• What this task involves: A stretch of the entries below is to be set down exactly, running from the line with "you are right, sorry about that @msanroman" through the line with "This PR creates", both included, and no other line.

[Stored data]

PR #55, opened 2017-10-30
get session with analyze key

hharnisc:
### Purpose

Analyze only requests the session data it needs for requests.

### Notes

Extra potentially sensitive session data is not passed around unless needed.

### Review

🤷

#### Staging Deployment

https://task-get-session-with-keys.analyze.buffer.com :smile:_


msanroman:
Thanks @hharnisc!

PR #66, opened 2017-11-10
New chart containers

moreofmorris:
### Purpose
This introduces a few new components that provide a reliable way of charts having a card container and header that is inline with the new design language. There are other changes across all the charts to do with spacing, padding, margin and using the new font Roboto.

### Notes
There are still many things to update across the board with charts. There is further refactoring of components that could happen to make things a little more consistent across the charts. I always remember a very wise engineer (called Mike 😉) that said I shouldn't do too much change in one go. So this just introduces the chart cards, without going the whole way with refactoring Titles and Headers and all sorts.

### Review
Hey there @msanroman, it'd be awesome to check this over when you get some time. From my tests it doesn't seem to mess with your awesome Reports work and all the charts still seem to function well.

#### Staging Deployment

https://task-new-chart-containers.analyze.dev.buffer.com :smile:_


moreofmorris:
Hey there @msanroman and @federicoweber, I've just updated this pull request with a fresh merge from master and fresh tests and such. Would love some eyes (and possible approval) is poss :) Thank you!

PR #68, opened 2017-11-13
Add charts to existing report

msanroman:
### Purpose

To allow adding charts to existing reports.

### Notes

I've separated the `Modal` component from the `add-report` package, thanks to @federicoweber for pointing that out on a previous PR!


packages/shared-components/Modal/index.jsx
```diff
@@ -0,0 +1,45 @@
...
+  border-radius: 5px;
+  padding: 2.25rem 1.5rem;
+  position: absolute;
+  top: 50%;
+  left: 50%;
+  transform: translate(-50%,-50%);
+  z-index: ${modal};
+`;
+
+const Modal = (props, children) => {
```
federicoweber: :heart_eyes:

PR #70, opened 2017-11-13
show contextual compare for yesterday

federicoweber:
### Purpose
To show the contextual compare when  yesterday is selected as the time period

#### Staging Deployment


federicoweber:
you are right, sorry about that @msanroman

PR #87, opened 2017-11-21
Likes and Engagement Comparison Charts

tiggreen:
### Purpose
This PR creates Likes and Engagement comparison charts. Most of the components they use are shared across all charts which makes it a breeze to add a new chart to the comparison page. 

**Please note I'll have a separate PR for the backend part for these two charts. Should be a small PR with minor additions**. 

#### Staging Deployment

### DIFF
--- a/packages/engagement-comparison-chart/.babelrc
+++ b/packages/engagement-comparison-chart/.babelrc
@@ -1,0 +1,10 @@
+{
+  "presets": [
+    "es2015",
+    "react",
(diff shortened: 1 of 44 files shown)


tiggreen:
These 2 charts are very similar to other charts that have been reviewed in the past. If it's okay I'm going to merge this and deploy. If you have any comments in this PR I'd be very happy to address those after :)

• Solution:
you are right, sorry about that @msanroman

PR #87, opened 2017-11-21
Likes and Engagement Comparison Charts

tiggreen:
### Purpose
This PR creates Likes and Engagement comparison charts. Most of the components they use are shared across all charts which makes it a breeze to add a new chart to the comparison page. 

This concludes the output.